Instructions to follow | Each line that includes the word "atmosphere" should be copied from the records.

[[ Provided information open ]]

PR #1259, opened 2026-05-11
suggest keyword guidelines

jcanton:


msimberg (approved):
Already discussed offline, but I agree with this as a general/default rule. As a guideline, it can still be broken when appropriate. But @egparedes and @havogt have more experience with python to say if this is a bad idea to have as a default.

jcanton:
instead of guidelines, we will replace withruff rules https://docs.astral.sh/ruff/rules/too-many-positional-arguments/

PR #1161, opened 2026-03-26
add warm bubble initial condition

OngChia:
- Add weisman_klemp() initial condition implementing the WK82 atmospheric test case (Warm bubble) with piecewise vertical integration from the tropopause, moisture profile
  with qv_max capping, hydrostatic adjustment, and warm bubble perturbation on torus geometry
- Extend ```standalone_driver``` to support the Weisman-Klemp experiment via ```experiment_name```      
  parameter, with flat topography initialization and WK-specific vertical grid config
  ```(nlev=64, model_top_height=30000, stretch_factor=0.85)```                            
 - Add integration test test_weisman_klemp_initial_condition validating ```rho```,```exner```, ```theta_v```, ```vn```, ```w```, ```qv```, and ```exner_pr``` against Fortran serialized reference data

PR #1263, opened 2026-05-12
Experiment configs

jcanton:
replace hardcoded fixtures with configs from json namelists


jcanton:
cscs-ci run default

jcanton:
cscs-ci run distributed

bindings/tests/bindings/test_diffusion_wrapper.py
```diff
@@ -47,35 +45,34 @@ def test_diffusion_wrapper_granule_inputs(
...
+    smagorinski_scaling_factor4 = cfg.smagorinski_scaling_factor4
+    smagorinski_scaling_height = cfg.smagorinski_scaling_height
+    smagorinski_scaling_height2 = cfg.smagorinski_scaling_height2
+    smagorinski_scaling_height3 = cfg.smagorinski_scaling_height3
+    smagorinski_scaling_height4 = cfg.smagorinski_scaling_height4
+    zdiffu_t = cfg.apply_zdiffusion_t
+    denom_diffu_v = cfg.velocity_boundary_diffusion_denominator
+    max_nudging_coefficient = cfg.max_nudging_coefficient
+    itype_sher = cfg.shear_type
+    ndyn_substeps = cfg.ndyn_substeps
```
msimberg: Probably not for this PR, but it'd be neat if we could just pass the `cfg` object directly to e.g. `diffusion_init`.

For now though, do you think it'd make sense to remove all of these local variables here except for `cfg = experiment.config.diffusion`, and just refer to the variables later as `cfg.<config option>`? In my opinion these local variables add little value now that we have a real config object here.\

Same comment applies to all the tests.

scripts/python/run_serialization.py
```diff
@@ -514,6 +514,12 @@ def run_experiment(
         raise
 
 
+def require_cli(command_name) -> None:
```
msimberg: This is old, right? Can you check fi there are other outdated changes included in the diff?

model/atmosphere/subgrid_scale_physics/microphysics/tests/microphysics/integration_tests/test_saturation_adjustment.py
```diff
@@ -25,30 +25,29 @@
...
     from icon4py.model.testing import serialbox as sb
 
 
 @pytest.mark.embedded_static_args
 @pytest.mark.datatest
 @pytest.mark.parametrize(
-    "experiment, model_top_height",
-    [(definitions.Experiments.WEISMAN_KLEMP_TORUS, 30000.0)],
+    "experiment",
+    [(definitions.Experiments.WEISMAN_KLEMP_TORUS)],
```
msimberg:
```suggestion
    [definitions.Experiments.WEISMAN_KLEMP_TORUS],
```

model/atmosphere/subgrid_scale_physics/microphysics/tests/microphysics/integration_tests/test_single_moment_six_class_gscp_graupel.py
```diff
@@ -38,31 +38,25 @@
 @pytest.mark.embedded_static_args
 @pytest.mark.datatest
 @pytest.mark.parametrize(
-    "experiment, model_top_height",
+    "experiment",
     [
-        (definitions.Experiments.WEISMAN_KLEMP_TORUS, 30000.0),
+        (definitions.Experiments.WEISMAN_KLEMP_TORUS),
```
msimberg:
```suggestion
        definitions.Experiments.WEISMAN_KLEMP_TORUS,
```

model/testing/src/icon4py/model/testing/fixtures/benchmark.py
```diff
@@ -116,13 +116,8 @@ def metrics_field_source(
         geometry_source=geometry_field_source,
         topography=gtx.as_field((dims.CellDim,), data=topo_c),  # type: ignore[arg-type]  # NDArrayObject is not exported from gt4py
         interpolation_source=interpolation_field_source,
+        config=metrics_factory.MetricsConfig(),
```
msimberg, line 123: Do defaults make sense here or would it be better to make an explicit choice here?

model/testing/src/icon4py/model/testing/datatest_utils.py
```diff
@@ -96,3 +106,217 @@ def create_icon_serial_data_provider(
...
+    nonhydrostatic_nml = nml_data["nonhydrostatic_nml"]
+    interpol_nml = nml_data["interpol_nml"]
+    diffusion_nml = nml_data["diffusion_nml"]
+    turbdiff_nml = nml_data["turbdiff_nml"]
+    run_nml = nml_data["run_nml"]
+
+    # *** MetricsConfig ***
+    rayleigh_coeff = nonhydrostatic_nml["rayleigh_coeff"]
+    if isinstance(rayleigh_coeff, list):
+        rayleigh_coeff = rayleigh_coeff[0]
```
msimberg: Why do we need this? Should the fortran namelist to json conversion rather take care of this case?

model/testing/src/icon4py/model/testing/datatest_utils.py
```diff
@@ -96,3 +106,217 @@ def create_icon_serial_data_provider(
...
+
+    metrics_config = metrics_factory.MetricsConfig(
+        exner_expol=nonhydrostatic_nml["exner_expol"],
+        vwind_offctr=nonhydrostatic_nml["vwind_offctr"],
+        thslp_zdiffu=nonhydrostatic_nml["thslp_zdiffu"],
+        thhgtd_zdiffu=nonhydrostatic_nml["thhgtd_zdiffu"],
+        rayleigh_type=constants.RayleighType(nonhydrostatic_nml["rayleigh_type"]),
+        rayleigh_coeff=rayleigh_coeff,
```
msimberg, line 209: Inline like `rayleigh_damping_height`?

model/testing/src/icon4py/model/testing/datatest_utils.py
```diff
@@ -96,3 +106,217 @@ def create_icon_serial_data_provider(
...
+    )
+
+    # *** DiffusionConfig ***
+    lhdiff_smag_w = diffusion_nml["lhdiff_smag_w"]
+    if isinstance(lhdiff_smag_w, list):
+        hdiff_smag_w = lhdiff_smag_w[0]
+
+    lsmag_3d = diffusion_nml["lsmag_3d"]
+    if isinstance(lsmag_3d, list):
+        smag_3d = lsmag_3d[0]
```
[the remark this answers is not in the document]
msimberg: This seems like a real type. Is it `smag_3d` or `lsmag_3d`?

.gitignore
```diff
@@ -12,6 +12,7 @@ testdata
 simple_mesh*.nc
 /prof
 .profile
+pyrightconfig.json
```
msimberg, line 15: Is this something that should be checked in instead?

model/testing/src/icon4py/model/testing/definitions.py
```diff
@@ -202,6 +204,35 @@ class Experiment:
...
+    @property
+    def config(self) -> ExperimentConfig:
+        """Lazily load the experiment configuration on first access."""
+        if self._config is None:
+            if self._process_props is None:
+                self._process_props = decomp_defs.SingleNodeProcessProperties()
+            dt_utils.download_experiment(self, self._process_props)
+            self._config = dt_utils.create_experiment_configuration(self, self._process_props)
+        # Return a deep copy so that tests cannot mutate the shared cached config.
+        return copy.deepcopy(self._config)
```
msimberg: I think this should likely rather be provided through an `ExperimentConfig` test fixture, no? Or did you try that and it can't be done for some reason?

If it's a fixture you can make it depend on process_props and experiment.

msimberg (changes requested):
Very nice cleanup. I've made a few minor comments. I think you could more aggressively remove local
```
param = cfg.param
```
variables? Additionally, unless there's a technical reason to avoid it, I think the experiment config should come from a fixture. I think it'd clean things up further quite nicely.

model/testing/src/icon4py/model/testing/datatest_utils.py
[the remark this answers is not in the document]
jcanton: they are both bools both in fortran and in icon4py, but the `l` was dropped from the name

scripts/python/run_serialization.py
jcanton: should be this one only, auto-merge not properly done...

model/testing/src/icon4py/model/testing/fixtures/benchmark.py
jcanton: up for discussion, but this is not parameterized with the `experiment` fixture and just used the defaults, lower down in `metrics_field_source` you see the same with `VerticalGridConfig`.
essentially I just moved defaults from here to Config.
should I do the same for VerticalGridConfig in the next test?

model/testing/src/icon4py/model/testing/datatest_utils.py
jcanton: this and others are for some reason lists instead of single values:
```
        "damp_height": [
            45000.0,
            45000.0,
            45000.0,
            45000.0,
            45000.0,
            45000.0,
            45000.0,
            45000.0,
            45000.0,
            45000.0
        ],
        "rayleigh_type": 2,
        "rayleigh_coeff": [
            0.1,
            0.1,
            0.1,
            0.1,
            0.1,
            0.1,
            0.1,
            0.1,
            0.1,
            0.1
        ],
```

model/testing/src/icon4py/model/testing/datatest_utils.py
jcanton: I de-inlined `rayleigh_damping_height` instead, like I've done for all other lists

.gitignore
jcanton: @havogt didn't like it when I did, but now we have the symlink to `CLAUDE.md` so I'm not sure what's the policy on that...

model/testing/src/icon4py/model/testing/definitions.py
jcanton: the thought was to keep only one fixture: `experiment`, because this is as clean as can be.
then experiment contains: description, config and possibly in the future data (so we don't need the serialization fixtures).
should this be part of the `experiment` *fixture* only or also part of the `Experiment` *class* as I've done now? also up for discussion
`process_props` is needed to know which tarball/directory to read the config (and data) from

bindings/tests/bindings/test_diffusion_wrapper.py
jcanton: I guess we cannot pass `cfg` to `diffusion_init` because that needs to be called from fortran

I kept the list in that way to have a smaller diff for this PR, but in principle I agree with you.
I don't have a strong opinion about it, but I liked that at the top of the test you translate from icon4py names to fortran names which are used in the wrappers, kind of neat.

model/atmosphere/dycore/tests/dycore/integration_tests/test_solve_nonhydro.py
```diff
@@ -963,7 +963,7 @@ def test_non_hydrostatic_params(savepoint_nonhydro_init):
 
 @pytest.mark.embedded_remap_error
 @pytest.mark.datatest
-@pytest.mark.parametrize("at_initial_timestep", [(True)])
+@pytest.mark.parametrize("at_initial_timestep", [True])
```
nfarabullini, line 971: what's the difference between `at_initial_timestep` and `at_first_timestep` ? Can we just not use the latter?

model/testing/src/icon4py/model/testing/datatest_utils.py
```diff
@@ -212,6 +212,10 @@ def create_experiment_configuration(
     )
 
     # *** VerticalGridConfig ***
+    rayleigh_damping_height = nonhydrostatic_nml["damp_height"][0]
+    if isinstance(nonhydrostatic_nml["damp_height"], list):
+        rayleigh_damping_height = rayleigh_damping_height[0]
```
nfarabullini:
```
nonhydrostatic_nml["damp_height"][0]
```
implies that `nonhydrostatic_nml["damp_height"]` is a list, which would make the if statement below always true, or am I reading this wrong?

Shouldn't this be:
```
    rayleigh_damping_height = nonhydrostatic_nml["damp_height"][0]
    if isinstance(nonhydrostatic_nml["damp_height"][0], list):
        rayleigh_damping_height = rayleigh_damping_height[0]
```
or something similar?

jcanton:
cscs-ci run default

jcanton:
cscs-ci run distributed

jcanton:
cscs-ci run default

jcanton:
cscs-ci run distributed

jcanton:
cscs-ci run default

jcanton:
cscs-ci run distributed

jcanton:
cscs-ci run default

jcanton:
cscs-ci run distributed

model/common/tests/common/grid/unit_tests/test_geometry.py
havogt, line 162: this is not a unit test

scripts/python/validation_grid_utils.py
```diff
@@ -54,9 +64,18 @@ def cache_key() -> None:
...
+
+    d = "_".join(exp.name + str(exp.version) for exp in get_validation_experiments())
+    hexdigest = hashlib.md5(d.encode()).hexdigest()
+    print(hexdigest)
+
+
 @cli.command(name="download")
 def download_validation_grids() -> None:
-    """Effectively download the validation grid files."""
+    """Download the validation grid files."""
```
msimberg: I like this one!

model/testing/src/icon4py/model/testing/fixtures/benchmark.py
msimberg: Sounds like a bigger change to unify fixtures for benchmarks and other tests... It probably should eventually use the `experiment`/`experiment_description` fixture, but not now...

model/testing/src/icon4py/model/testing/datatest_utils.py
```diff
@@ -96,3 +111,219 @@ def create_icon_serial_data_provider(
...
+        root_url = definitions.TESTDATA_ROOT_URL
+        archive_filename = get_experiment_archive_filename(experiment_description, comm_size)
+        archive_path = definitions.EXPERIMENT_DATA_DIR + "/" + archive_filename
+        uri = get_experiment_archive_url(root_url, archive_path)
+        destination_path = get_datapath_for_experiment(experiment_description, processor_props)
+        data_handling.download_test_data(destination_path.parent, uri)
+    except KeyError as err:
+        raise RuntimeError(
+            f"No data for communicator of size {comm_size} exists, check on the server"
+        ) from err
```
msimberg: I just realized this branch might be wrong. I think `KeyError` might have come from when we had a map from comm size to download URLs. I can try to remove this separately. We should likely just not catch any exceptions here and let it bubble up, or not catch specific exceptions.

.github/workflows/icon4py-test-model.yml
```diff
@@ -60,6 +60,25 @@ jobs:
...
+          path: testdata/ser_icondata
+          key: ${{ steps.experiment-cache-key.outputs.key }}
+
+      - name: download experiment data
+        if: steps.experiment-cache.outputs.cache-hit != 'true'
+        env:
+          ICON4PY_ENABLE_TESTDATA_DOWNLOAD: true
+        run: |
+          ./scripts/python/validation_grid_utils.py download-experiments
+
```
msimberg: Discussed offline already before implementing, but if it takes ~2 minutes per job to download this cache I think that's acceptable, for now... The cleaner solution is to separate the json configs out from the tarballs so that they can be downloaded without all the serialized data. I think that belongs in a separate PR so that we can unlock e.g. @yiluchen1066 on #1161 to use the json config files.

msimberg (approved):

model/testing/src/icon4py/model/testing/datatest_utils.py
jcanton: good catch, I'll remove the exception in  this PR

jcanton:
cscs-ci run default

jcanton:
cscs-ci run distributed

jcanton:
cscs-ci run default

jcanton:
cscs-ci run distributed

jcanton:
cscs-ci run default

jcanton:
cscs-ci run distributed

model/atmosphere/subgrid_scale_physics/microphysics/src/icon4py/model/atmosphere/subgrid_scale_physics/microphysics/single_moment_six_class_gscp_graupel.py
```diff
@@ -60,16 +60,16 @@ class SingleMomentSixClassIconGraupelConfig:
 
     #: liquid auto conversion mode. Originally defined as isnow_n0temp (PARAMETER) in gscp_data.f90 in ICON. I keep it because I think the choice depends on resolution.
     liquid_autoconversion_option: mphys_options.LiquidAutoConversionType = (
-        mphys_options.LiquidAutoConversionType.KESSLER
+        mphys_options.LiquidAutoConversionType.SEIFERT_BEHENG
```
msimberg, line 63: I missed this before and it brings me back to the question about whether any default makes sense. Doesn't have to be resolved now, but the simple question for now is why was this changed?

msimberg (approved):

jcanton:
cscs-ci run default

jcanton:
cscs-ci run distributed

model/atmosphere/subgrid_scale_physics/microphysics/src/icon4py/model/atmosphere/subgrid_scale_physics/microphysics/single_moment_six_class_gscp_graupel.py
jcanton: good that you left a comment here, I only privately wrote to @OngChia 
this parameter is not in the namelists: it's hardcoded in the source code apparently (and probably the description above it isn't even totally correct, talking about snow)
I changed the default value from KESSLER to SEIFERT_BEHENG because the class is frozen, this is not in the namelists, and the only place where it's used (the graupel test) used SEIFERT_BEHENG hardcoded explicitly.
If that's not ok we need to think of a good way to change this / make it properly selectable

jcanton: https://github.com/C2SM/icon4py/pull/1263/changes#diff-a1f0d46df11e9457f92c5815c5f558e509c49905366f65f5897a4300d08ac691L102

[[ Provided information closed ]]

Result of the exercise |
model/atmosphere/subgrid_scale_physics/microphysics/tests/microphysics/integration_tests/test_saturation_adjustment.py
model/atmosphere/subgrid_scale_physics/microphysics/tests/microphysics/integration_tests/test_single_moment_six_class_gscp_graupel.py
model/atmosphere/dycore/tests/dycore/integration_tests/test_solve_nonhydro.py
model/atmosphere/subgrid_scale_physics/microphysics/src/icon4py/model/atmosphere/subgrid_scale_physics/microphysics/single_moment_six_class_gscp_graupel.py
model/atmosphere/subgrid_scale_physics/microphysics/src/icon4py/model/atmosphere/subgrid_scale_physics/microphysics/single_moment_six_class_gscp_graupel.py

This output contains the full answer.